Let’s break it down for ya, shall we?
What is sleep training?
If you’re not sure why your cute baby is waking up more and more and sleeping less and less, there is a good chance your baby doesn’t know how to fall asleep independently causing infant sleep problems
Does your baby know how to fall asleep independently?
Falling asleep independently is a skill and some babies naturally have the skill and some don’t. When your baby requires you to help them fall asleep (and stay asleep), your baby has a sleep association.
You can’t expect your baby to fall back asleep in the middle of the night when your baby doesn’t know how to go to sleep. You’ll know your baby is ready for sleep training when your baby is up many times a night or takes short naps.
You’ll know when you are ready (or after 4 months of age).
Sleep Associations Include:
- Shushing, Patting, Swaying
- Car-ing (let’s pretend that’s a word)
- Feeding to Sleep (Boob or Bottle)
- Pacifier (this one isn’t necessarily a bad sleep association, just depends)
Plus, …a million other ways that something is getting your baby to fall asleep.
Despite your best attempts to instill positive sleep habits from birth, things just didn’t go your way. If your baby doesn’t know how to fall asleep right now, have no fear! You can teach your baby this skill. Yes, teach.
Teaching your baby to fall asleep independently is called sleep training.
Ok, so now you know that you know what sleep training is, you may be wondering, how the heck should I get my baby to fall asleep?
To teach your baby to fall asleep independently, you need a solid plan. Not a “let’s just try and pray” plan but a sleep training plan to take any uncertainty out of the situation.
A large component of your sleep plan is coming up with a soothing method.
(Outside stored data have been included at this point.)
PR #1533, opened 2019-12-12
Static Nodes from Disk

KPrasch:
Follow up for accidentally merged commits in #1494

### DIFF
--- a/nucypher/cli/actions.py
+++ b/nucypher/cli/actions.py
@@ -19,7 +19,7 @@ import json
 import os
 import shutil
 from json import JSONDecodeError
-from typing import List, Tuple
+from typing import List, Tuple, Dict, Set, Optional
 
 import click
 import requests
@@ -50,6 +50,7 @@ from nucypher.config.constants import DEFAULT_CONFIG_ROOT
 from nucypher.config.node import CharacterConfiguration
 from nucypher.network.exceptions import NodeSeemsToBeDown
 from nucypher.network.middleware import RestMiddleware
+from nucypher.network.nodes import Teacher
 from nucypher.network.teachers import TEACHER_NODES
 
 NO_BLOCKCHAIN_CONNECTION.bool_value(False)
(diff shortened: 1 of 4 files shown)


nucypher/cli/actions.py
```diff
@@ -108,6 +108,40 @@ def unlock_nucypher_keyring(emitter, password: str, character_configuration: Cha
...
+            data = file.read()
+    except FileNotFoundError:
+        # If there is no static nodes file, there are no results
+        return list()
+
+    # Decode
+    try:
+        static_nodes = json.loads(data)
+    except JSONDecodeError:
+        raise RuntimeError(f"Static nodes configuration at '{filepath}' contains invalid JSON.")
```
derekpierre: If you want, you could save some lines by doing:
```python
try:
    with open(filepath, 'r') as file:
        static_nodes = json.load(file)
except FileNotFoundError:
    return list()
except JSONDecodeError:
    raise RuntimeError(f"Static nodes configuration at '{filepath}' contains invalid JSON.")
```

nucypher/cli/actions.py
```diff
@@ -129,8 +173,13 @@ def load_seednodes(emitter,
         teacher_uris = list()
 
     for domain in network_domains:
+
+        # Static nodes from JSON file
+        static_nodes = load_static_nodes(domain=domain)
+        teacher_uris.extend(static_nodes)
+
+        # Hardcoded teachers from module
```
derekpierre: If network domains is ever > 1, isn't the `for` loop on line 192 re-adding already added teacher nodes for subsequent domains? If so, that's a big bug that gets worse the higher the number of domains. It feels like the loop on line 192 should be outside of the `for domain in network_domains:` loop (Line 175).

KPrasch: :heavy_check_mark:

nucypher/cli/actions.py
KPrasch: :heavy_check_mark: :+1:

nucypher/cli/actions.py
```diff
@@ -108,6 +109,47 @@ def unlock_nucypher_keyring(emitter, password: str, character_configuration: Cha
...
+    return filtered_static_nodes
+
+
+def aggregate_seednode_uris(domains: set, highest_priority: Optional[List[str]] = None) -> List[str]:
+
+    # Read from the disk
+    static_nodes = load_static_nodes(domains=domains)
+
+    # Priority 1 - URI passed via --teacher
+    uris = highest_priority or list()
```
derekpierre: Out of curiosity - should this be a set i.e. may not matter, but can a node be part of more than one domain?

KPrasch: No such thing as an "ordered set".  It's true that a valid code path includes a node twice, if its specified as part of two domains.  This may indicate that the overall approach can be better implemented by not storing static nodes in buckets of unique domains.

Instead of static-nodes.json :
```
STATIC_NODES = {'domain-name': 'https://uri:9151'}
```

We can do `static-nodes.conf`:
``` 
https://uri:9151 domian1
https://uri:9151 domian1, domain2, domain3
https://uri:9151 domian1, domain2
```

What do you think?

michwill: Can the same node be serving for two different domains?
Do domains mean different testnets, federated nets, mainnet?

derekpierre: You could do an ordered dict which, while redundant, acts as an ordered set. Something like:

```python
uris = OrderedDict()
...
uris['https://uri:9151'] = <some_value, eg. 'https://uri:9151'>
```

@KPrasch, your `static-nodes.conf` idea is good, but maybe a tad less efficient since all uris would need to be iterated over regardless of whether they apply to the set of domains or not...? wdyt?
Also, @michwill 's question above is pertinent - is this even a possible scenario?

KPrasch: > Can the same node be serving for two different domains?
Yes.

> Do domains mean different testnets, federated nets, mainnet? 
Yes, but not necessarily.  They are domains of node discovery.

KPrasch: > ... you could just leave the code as is...wdyt?

Yep - reasonable and allows for future iteration.

Also, @michwill 's question above is pertinent - is this even a possible scenario?

Yes - See above comment.

nucypher/cli/actions.py
```diff
@@ -108,6 +109,47 @@ def unlock_nucypher_keyring(emitter, password: str, character_configuration: Cha
         raise character_configuration.keyring.AuthenticationFailed
 
 
+def load_static_nodes(domains: Set[str], filepath: Optional[str] = None) -> Dict[str, 'Ursula']:
+    """
+    Non-invasively read teacher-uris from a JSON configuration file keyed by domain name.
```
mswilkison:
```suggestion
    Non-invasively read teacher-uris from a JSON configuration file keyed by domain name
```

KPrasch:
I have one additional follow-up commit to push before this can be merged, please!

Issue #1349, opened 2019-09-19
Enable re-staking by default


KPrasch:

cygnusv:
We have 3 options here:

**1. Leave Re-staking as False by default**
* This is our current status
* If user wants to restake, she has to use the CLI to do it.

Figuring out getting rid of night feedings to get your baby to sleep through the night and figuring out a plan to lengthen short naps are also very important.
Sleep Training Methods Explained
After a solid bedtime routine, you will put your baby in the crib (drowsy but awake is fine to start but for a baby older than 6 months, you will want your baby to be more awake then drowsy).
Once your baby is set into the crib awake, you will confidently leave the room.
Now, here’s where the magic happens. Your baby says “thanks mom and dad, I’ve been wanting to fall asleep on my own for some time”. And, he rolls over and goes to sleep. The END.
Oh, I wish it would go like that.
Most likely, your baby will starts crying.
Your baby is crying not because he doesn’t love you. It’s because this is new. He doesn’t have the skills to fall asleep.
So this is when we use our sleep training method.
4 Different Sleep Training Methods To Choose From
Picking a method is all about your comfort level and how much you would like to be involved in the process.
Sure – the internet may give you more methods to choose from but I like to keep things simple and four methods are plenty to get you started. (I know you are tired, you do not need any more reading.)
You have to pick a method and stick with it.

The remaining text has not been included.